Visage de Sierck-les-Bains :

33 ans après

Août 1985, août 2018 : tout juste 33 ans qu’un visage rappelant celui du Christ est apparu sur le mur d’une maison à Sierck-les-Bains (France, département de la Moselle). Au départ, une grande tache d’humidité de couleur claire avec en son centre une tache de couleur sombre. C’est en tous cas ce que l’on voit sur une photo prise en 1982 à l’occasion d’une inondation dans le village.

 

Puis vint la fin août 1985. Habitant du lieu, revenant un soir de Metz, Paul Huther voit un attroupement sur la petite place où se situe la maison en question. Que regarde-t-on ? La tâche qui, à présent, a pris la forme d’un visage ; un visage qui n’est pas sans rappeler l’iconographie chrétienne. Cet événement va défrayer la chronique. De partout et par centaines, les gens se précipiteront pour « voir », pour faire eux-mêmes le constat. « Miracle ! », diront les uns, « simple phénomène naturel », diront les autres. « Vous verrez, dans quelques jours ou dans quelques semaines, ce visage aura pris une tout autre forme ou aura disparu », diront encore certains…

 

Transformé ? Disparu ? Pas du tout ! 33 ans après, il est toujours là, intact. Peu importe la saison, peu importe le temps qu’il fait. Voilà qui est pour le moins curieux quand on sait que celui-ci n’est composé de rien d’autre que de salpêtre. Pour le moins curieux également quand on constate par exemple que trois traînées (composées de salpêtre elles aussi) se sont formées au fil du temps entre un appui de fenêtre de l’habitation et la nuée qui entoure le visage. Si donc modification il y a, celle-ci se situe uniquement à l’extérieur de ce qu’on pourrait appeler « le symbole religieux ». De là à qualifier cela de « miracle », c’est bien sûr une autre histoire.

 

Revenons au visage en question. Qu’en est-il au niveau artistique ? Œuvre d’art ou ensemble de traits sans valeur ? … Pour en avoir une idée, j’ai demandé à une spécialiste (qui a fait les beaux-arts et qui restaure des tableaux anciens) de m’en dire plus. Voici sa réponse telle que reprise dans ma brochure intitulée : « Le

mystérieux visage de Sierck-les-Bains » (Ed Sursum Corda, 2014) …

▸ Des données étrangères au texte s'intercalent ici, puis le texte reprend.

PR #83, opened 2021-03-23
[Ready for Review] Add UniformLeafSubsampler and moved collapsing mutationless edges into CassiopeiaTree

richardyz98:
Hi all,
This is just a small PR moving collapsing mutationless edges into the CassiopeiaTree.

Also this brings up the question: in `get_mutations_on_edge`, should we report mutations from a non-0 character to the missing state. The current implementation does not show these. If so, I'll use `get_mutations_on_edge` in the implementation of `collapse_mutationless_edges`, otherwise I'll continue to match the character vectors.

Thanks in advance!
Richard


mattjones315 (changes requested):
Looking good, Richard!

All the tests pass which is nice and the code is well-written.

I have some comments that I'd like to get addressed before merging in:

(1) There are some places where I'd like to see some more documentation. There should be file headers on every file, for the most part, so let's add general descriptions to the new files. There are also some places where the documentation can be clearer, especially around what is and what is not preserved in the subsampling and what the preferred parameters are.

(2) In the collapse mutationless edges, we rely too much on the `networkx` functionality. Whenever possible I think we should be using `CassiopeiaTree` APIs - that means using `self.children` instead of `self.__network.successors(node)` for example. I also think we should add private methods that are capable of adding/removing edges/nodes from the tree and using these new `CassiopeiaTree` functions internally to do these topology modifications. This will make it easier to update if we ever move to a different backend.

Thanks again Richard!

cassiopeia/simulator/UniformLeafSubsampler.py
```diff
@@ -0,0 +1,72 @@
...
+
+class UniformLeafSubsampler(LeafSubsampler):
+    def __init__(
+        self, ratio: Optional[float] = None, n_leaves: Optional[int] = None
+    ):
+        """
+        Uniformly subsample leaf samples.
+
+        If 'ratio' is provided, samples 'ratio' of the leaves, rounded down,
+        uniformly at random. If instead 'n_leaves' is provided, 'n_leaves' of
```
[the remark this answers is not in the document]
richardyz98: I think I provide an explicit test in the constructor to ensure that only 1 is being passed

cassiopeia/simulator/UniformLeafSubsampler.py
```diff
@@ -0,0 +1,72 @@
...
+        if ratio is None and n_leaves is None:
+            raise LeafSubsamplerError(
+                "At least one of 'ratio' and 'n_leaves' " "must be specified."
+            )
+        if ratio is not None and n_leaves is not None:
+            raise LeafSubsamplerError(
+                "Exactly one of 'ratio' and 'n_leaves'" "must be specified."
+            )
+        self.__ratio = ratio
+        self.__n_leaves = n_leaves
```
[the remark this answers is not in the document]
richardyz98: I based this off of what Sebastian was doing. I think the belief is that once we establish the `ratio` and `n_leaves` inputs, we don't want the user to be able to go in and alter those. I think this is just for consistency and to avoid confusion, since if the user wanted to specify different `ratio` and `n_leaves`  they would easily create a new subsampler object. Additionally, we're checking to see if both `ratio` and `n_leaves` are specified in the constructor (if they are, we error), and we don't want the user to initialize the object and then add either of these afterwards

cassiopeia/data/CassiopeiaTree.py
```diff
@@ -645,9 +737,34 @@ def set_branch_length(self, parent: str, child: str, length: float):
...
-        self.__network[parent][child]["length"] = length
+        self.__set_branch_length(parent, child, length)
 
-        for (u, v) in self.depth_first_traverse_edges(source=parent):
+        for u, v in self.depth_first_traverse_edges(source=parent):
+            self.__network.nodes[v]["time"] = (
+                self.__network.nodes[u]["time"] + self.__network[u][v]["length"]
+            )
+
+    def set_branch_lengths(self, branch_length_dict: Dict[Tuple[str, str], float]) -> None:
```
mattjones315, line 747: Some places you have return `None`, some places you do not. Either is fine (I normally omit them), but can we make this consistent?

cassiopeia/data/CassiopeiaTree.py
```diff
@@ -645,9 +737,34 @@ def set_branch_length(self, parent: str, child: str, length: float):
...
+        Args:
+            branch_dict: A dictionary of edges to updated branch lengths
+        """
+        self.__check_network_initialized()
+
+        for edge, length in branch_length_dict.items():
+            u, v = edge[0], edge[1]
+            if length < 0:
+                raise CassiopeiaTreeError("Edge length must be positive.")
+            self.__network[u][v]["length"] = length
```
mattjones315, line 765: Why don't we use `set_branch_length` here?

cassiopeia/data/CassiopeiaTree.py
```diff
@@ -371,7 +366,7 @@ def leaves(self) -> List[str]:
 
         if "leaves" not in self.__cache:
             self.__cache["leaves"] = [
-                n for n in self.__network if self.__network.out_degree(n) == 0
+                n for n in self.__network if self.out_degree(n) == 0
```
mattjones315, line 369: Why not just use `is_leaf` here instead of `self.out_degree`?

cassiopeia/data/CassiopeiaTree.py
```diff
@@ -389,7 +384,7 @@ def internal_nodes(self) -> List[str]:
 
         if "internal_nodes" not in self.__cache:
             self.__cache["internal_nodes"] = [
-                n for n in self.__network if self.__network.out_degree(n) > 1
+                n for n in self.__network if self.out_degree(n) > 1
```
mattjones315, line 387: Why not use `is_internal_node` here instead of `self.out_degree(n) > 1`?

cassiopeia/data/CassiopeiaTree.py
```diff
@@ -517,6 +513,88 @@ def children(self, node: str) -> List[str]:
...
+            node: A node in the tree.
+            
+        Raises:
+            CassiopeiaTreeError if the tree is not initialized.
+        """
+
+        self.__check_network_initialized()
+
+        return self.__network.in_degree(node)
+
```
mattjones315, line 597: Why do we need these utilities? It looks like you're using them to check for roots and leaves, but we already have functions to do this -- `is_root`, `is_leaf`, and `is_internal_node`. If there's not another purpose for them, I propose we remove them.

(Also - if you're curious about the out degree, you can get this by len(self.children(n))`. By definition, all nodes should have _at most_ 1 in degree (the exception being the root))

cassiopeia/data/CassiopeiaTree.py
```diff
@@ -772,7 +889,7 @@ def leaves_in_subtree(self, node) -> List[str]:
         return [
             n
             for n in self.depth_first_traverse_nodes(source=node)
-            if self.__network.out_degree(n) == 0
+            if self.out_degree(n) == 0
```
mattjones315, line 892: Why not use `is_leaf`?

cassiopeia/data/CassiopeiaTree.py
```diff
@@ -876,71 +993,92 @@ def relabel_nodes(self, relabel_map: Dict[str, str]) -> None:
...
+        if not self.is_leaf(node):
+            raise CassiopeiaTreeError("Node is not a leaf.")
+
+        if self.in_degree(node) > 0:
+            curr_parent = self.parent(node)
+            self.__remove_node(node)
             while (
-                self.__network.out_degree(curr_parent) < 1
-                and self.__network.in_degree(curr_parent) > 0
+                self.out_degree(curr_parent) < 1
```
mattjones315, line 1021: `self.out_degree(curr_parent)` -> `len(self.children(curr_parent)`

cassiopeia/data/CassiopeiaTree.py
```diff
@@ -876,71 +993,92 @@ def relabel_nodes(self, relabel_map: Dict[str, str]) -> None:
...
+                and self.in_degree(curr_parent) > 0
```
mattjones315, line 1022: `self.in_degree(curr_parent) > 0` -> `not self.is_root(curr_parent)`

cassiopeia/simulator/UniformLeafSubsampler.py
```diff
@@ -0,0 +1,72 @@
...
+
+
+class UniformLeafSubsampler(LeafSubsampler):
+    def __init__(
+        self, ratio: Optional[float] = None, n_leaves: Optional[int] = None
+    ):
+        """
+        Uniformly subsample leaf samples.
+
+        If 'ratio' is provided, samples 'ratio' of the leaves, rounded down,
```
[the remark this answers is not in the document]
mattjones315: Did this get addressed? I think you address it at around line 75, but please confirm.

mattjones315 (changes requested):
Hi Richard,

Looking good! I left a few comments, mainly in the CassiopeiaTree class. I think we can write some cleaner code that leverages existing API calls. Let me know if you have any other questions.

Thanks!

cassiopeia/data/CassiopeiaTree.py
richardyz98: `set_branch_length` does a consistency operation, so we'd have to do a consistency operation for each branch. It's more efficient for bulk branch setting I think to do just one consistency operation across the entire tree after all the branches are added. I should be using `__set_branch_length` though you are correct

cassiopeia/simulator/UniformLeafSubsampler.py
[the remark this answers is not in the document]
richardyz98: Yes this was addressed!

cassiopeia/data/CassiopeiaTree.py
```diff
@@ -348,7 +348,7 @@ def root(self) -> str:
 
         if "root" not in self.__cache:
             self.__cache["root"] = [
-                n for n in self.__network if self.in_degree(n) == 0
+                n for n in self.__network if self.__network.in_degree(n) == 0
```
mattjones315: For consistency, why don't we just use `[n for n in self.__network if self.is_root(n)]`?

mattjones315 (commented):
Looking good! I see just one place we should make a change in the `CassiopeiaTree` class - I'll go ahead and do this myself. Otherwise, I think this should be good to merge in!

mattjones315 (approved):

PR #84, opened 2021-03-26
[Don't review] Add UniformCellSubsampler

sprillo:
Pushing this to a branch at Richard's request.

### DIFF
--- a/cassiopeia/simulator/CellSubsampler.py
+++ b/cassiopeia/simulator/CellSubsampler.py
@@ -1,0 +1,124 @@
+import abc
+import networkx as nx
+import numpy as np
+from typing import Optional
+
+from cassiopeia.data import CassiopeiaTree
+
+
+class CellSubsamplerError(Exception):
+    """An Exception class for the CellSubsampler class."""
+
+    pass
+
+
+class CellSubsampler(abc.ABC):
+    r"""
+    Abstract base class for all cell samplers.
+
+    A CellSubsampler implements a method 'subsample' which, given a Tree,
+    returns a second Tree which is the result of subsampling cells
+    (i.e. leafs) of the tree. Only the tree topology will be created for the
+    new tree.
+    """
+
+    @abc.abstractmethod
+    def subsample(self, tree: CassiopeiaTree) -> CassiopeiaTree:
+        r"""
+        Returns a new CassiopeiaTree which is the result of subsampling
+        the cells in the original CassiopeiaTree.
+
+        Args:
+            tree: The tree for which to subsample leaves.
+        """
+
+
+class UniformCellSubsampler(CellSubsampler):
+    def __init__(
+        self, ratio: Optional[float] = None, n_cells: Optional[int] = None
+    ):
+        r"""
+        Uniformly subsample cells.
+
+        If 'ratio' is provided, samples 'ratio' of the leaves, rounded down,
+        uniformly at random. If instead 'n_cells' is provided, 'n_cells' of
+        the leaves are sampled uniformly at random. Only one of the two
+        criteria can be provided.
+        """
+        if ratio is None and n_cells is None:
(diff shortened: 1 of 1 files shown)


cassiopeia/simulator/CellSubsampler.py
```diff
@@ -0,0 +1,124 @@
...
+    """An Exception class for the CellSubsampler class."""
+
+    pass
+
+
+class CellSubsampler(abc.ABC):
+    r"""
+    Abstract base class for all cell samplers.
+
+    A CellSubsampler implements a method 'subsample' which, given a Tree,
```
mattjones315, line 19: `Tree` -> `CassiopeiaTree`.

What information does this subsampler preserve? If this is done _before_ a tree has been populated, do we just subsample the character matrix?

If the tree has been populated, do we modify both the character matrix and the tree?

cassiopeia/simulator/CellSubsampler.py
```diff
@@ -0,0 +1,124 @@
...
+    returns a second Tree which is the result of subsampling cells
```
mattjones315, line 20: ditto above -- `Tree` -> `CassiopeiaTree`.

cassiopeia/simulator/CellSubsampler.py
```diff
@@ -0,0 +1,124 @@
...
+        r"""
+        Returns a new CassiopeiaTree which is the result of subsampling
+        the cells in the original CassiopeiaTree.
+
+        Args:
+            tree: The tree for which to subsample leaves.
+        """
+
+
+class UniformCellSubsampler(CellSubsampler):
```
mattjones315, line 36: Should we make a new file for this class? I presume we'll have different CellSubsamplers?

Because if not, we should just make this part of the `CassiopeiaTree` class I think. (In the form of having a method dubbed `subsample` that takes in some fraction and randomly downsamples the tree)

cassiopeia/simulator/CellSubsampler.py
```diff
@@ -0,0 +1,124 @@
...
+                "At least one of 'ratio' and 'n_cells' " "must be specified."
+            )
+        if ratio is not None and n_cells is not None:
+            raise CellSubsamplerError(
+                "Exactly one of 'ratio' and 'n_cells'" "must be specified."
+            )
+        self.__ratio = ratio
+        self.__n_cells = n_cells
+
+    def subsample(self, tree: CassiopeiaTree) -> CassiopeiaTree:
```
mattjones315, line 59: Can you add a docstring here?  We'll need it for documentation on the website.

cassiopeia/simulator/CellSubsampler.py
```diff
@@ -0,0 +1,124 @@
...
+                induced_subtree_degs[node] >= 2
+                or induced_subtree_degs[node] == 0
+            ):
+                nodes.append(node)
+                edges.append((up[node], node))
+        subtree_topology = nx.DiGraph()
+        subtree_topology.add_nodes_from(nodes)
+        subtree_topology.add_edges_from(edges)
+        res = CassiopeiaTree(
+            tree=subtree_topology,
```
mattjones315, line 120: What about the character matrix that was in the original CassiopeiaTree?

And what about other tree-specific attributes like fitness etc?

cassiopeia/simulator/CellSubsampler.py
```diff
@@ -0,0 +1,124 @@
+import abc
```
mattjones315, line 1: Let's add a file header here.

mattjones315 (changes requested):
Hey Sebastian, this is looking nice!

I added my review here because it looked like you requested it (despite it saying "Don't Review" in the PR name). Either way, I'm happy to take a look again after some of these comments have been resolved and you are ready!

PR #85, opened 2021-03-29
fix sort_cellranger_bam chunked sorting

Lioscro:
Hi!
I've been using Cassiopeia to preprocess BAM files that were manually generated (manually tagged with CB and UR; all reads unmapped). The BAM file contains 10729723 reads.
When `cassiopeia.pp.UMI_utils.sort_cellranger_bam` is called from `cassiopeia.pp.collapse_umis`, the chunk loop is not appropriately indented, so only the last chunk is processed.
https://github.com/YosefLab/Cassiopeia/blob/30907209afefbbf353383d8fea30708d7b43ac7d/cassiopeia/preprocess/UMI_utils.py#L105-L118

In my case, only the last 729723 reads are processed (and the other chunk with 10M reads is discarded). This PR fixes this issue.

Additionally, I've added `check_sq=False` to https://github.com/YosefLab/Cassiopeia/blob/30907209afefbbf353383d8fea30708d7b43ac7d/cassiopeia/preprocess/UMI_utils.py#L98
to allow unmapped BAMs.

### DIFF
--- a/cassiopeia/preprocess/UMI_utils.py
+++ b/cassiopeia/preprocess/UMI_utils.py
@@ -1,7 +1,7 @@
 """
 This file contains all functions pertaining to UMI collapsing and preprocessing.
-Invoked through pipeline.py and supports the collapseUMIs and 
-errorCorrectUMIs functions. 
+Invoked through pipeline.py and supports the collapseUMIs and
+errorCorrectUMIs functions.
 """
 import os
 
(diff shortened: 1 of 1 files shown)


mattjones315:
This is fantastic, and thanks so much for catching this @Lioscro! This must have gotten un-indented during our porting over of old code to a new file.

Regarding the `check_sq=False` change -- I presume this makes it a lot easier for users who will be creating their own BAM files like you're doing? Is there any reason why we'd want to enforce `check_sq = True`, or to add this as an argument to the function?

Lioscro:
Yes, it simply disables the check for SQ entries in the BAM header, which do not exist in my case because the BAM is entirely of unaligned sequences. It removes the need to add dummy sequences as a workaround, while it doesn't change behavior for BAMs with sequences.

mattjones315:
Makes sense -- this is a good fix for your situation and shouldn't affect the more traditional use of this pipeline. Thanks! 

Look ready to merge in.

PR #89, opened 2021-04-29
Update iTOL plotting function + minor fix

Lioscro:
I've added a new argument `files` to `upload_and_export_itol` function that can be used to upload additional custom datasets. Also, any keyword arguments provided to the function are now considered as iTOL export parameters. This change makes it easier to customize the iTOL export a bit more than is currently allowed.

Also, a small fix where a dataframe was not being sorted inplace.

### DIFF
--- a/cassiopeia/plotting/itol_utilities.py
+++ b/cassiopeia/plotting/itol_utilities.py
@@ -96,6 +96,8 @@ def upload_and_export_itol(
         random_state: A random state for reproducibility
         files: Additional files to upload
         verbose: Include extra print statements.
+        **kwargs: additional keyword arguments are passed as iTOL export parameters.
+            See https://itol.embl.de/help.cgi#batch for a full list.
 
     Raises:
         iTOLError if iTOL credentials cannot be found, if the output format is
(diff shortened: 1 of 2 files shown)


cassiopeia/plotting/itol_utilities.py
```diff
@@ -45,7 +45,9 @@ def upload_and_export_itol(
     use_branch_lengths: bool = False,
     palette: List[str] = palettes.Category20[20],
     random_state: Optional[np.random.RandomState] = None,
+    files: Optional[List[str]] = None,
```
mattjones315, line 48: Let's name this something more informative, like `user_plotting_files`. Happy to entertain better names, but `files` is too obscure, I think.

cassiopeia/preprocess/pipeline.py
```diff
@@ -570,7 +570,7 @@ def filter_molecule_table(
     t0 = time.time()
     logging.info("Begin filtering reads...")
     input_df["status"] = "good"
-    input_df.sort_values("readCount", ascending=False)
+    input_df.sort_values("readCount", ascending=False, inplace=True)
```
mattjones315, line 573: Ah, good catch! Thanks.

mattjones315 (commented):
Nice PR! Just a small comment that I think we should use a more clear argument name than `files`. Thanks!

mattjones315 (approved):
Looks great!

PR #90, opened 2021-05-11
remove pathlib from requirements and set python version

Lioscro:
Pypi's `pathlib` is no longer being maintained and causes an error in Python 3.8. Instead, `pathlib` is included in the standard library starting from Python 3.4. Since we require users to have at least Python 3.6 installed (in the README), installing the pypi version of this library is undesirable.
See https://pypi.org/project/pathlib/

In line with this, I've added Python>=3.6 as a requirement in `setup.py`.
Also, fixed a typo from `test_require` to `tests_require`.

### DIFF
--- a/setup.py
+++ b/setup.py
@@ -21,7 +21,6 @@ requirements = [
     "ete3 >= 3.1.1",
     "argparse >= 1.1",
     "Biopython >= 1.71",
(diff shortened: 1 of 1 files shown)


mattjones315 (approved):
LGTM!

PR #91, opened 2021-05-11
Leaf subsampler border case bug

sprillo:
Hey @mattjones315 @richardyz98 ! I was using the `UniformLeafSubsampler` in my simulations and I ran into a bug. When no cells are subsampled, the tree should not change, and yet it was changing for me. I added a failing test called `test_no_subsampling` that reproduces the issue. I think the problem is simply that `collapse_unifurcations` is removing the unique edge that hangs from the root in my trees; recall that the root has degree 1 in my cell lineages.


richardyz98:
Closing because was resolved, additional documentation added in #135 to avoid future confusion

« La qualité de la composition graphique ainsi que sa mise en œuvre en perspective nécessitent une maîtrise expérimentale du dessin par contrastes d’ombres et de lumières. La finesse de la facture exige un trait apprivoisé. La naissance de ce portrait légèrement de côté, symétrique, doux et dépourvu de traits inappropriés, témoignent de connaissances techniques de réalisation ainsi que d’un œil exercé. »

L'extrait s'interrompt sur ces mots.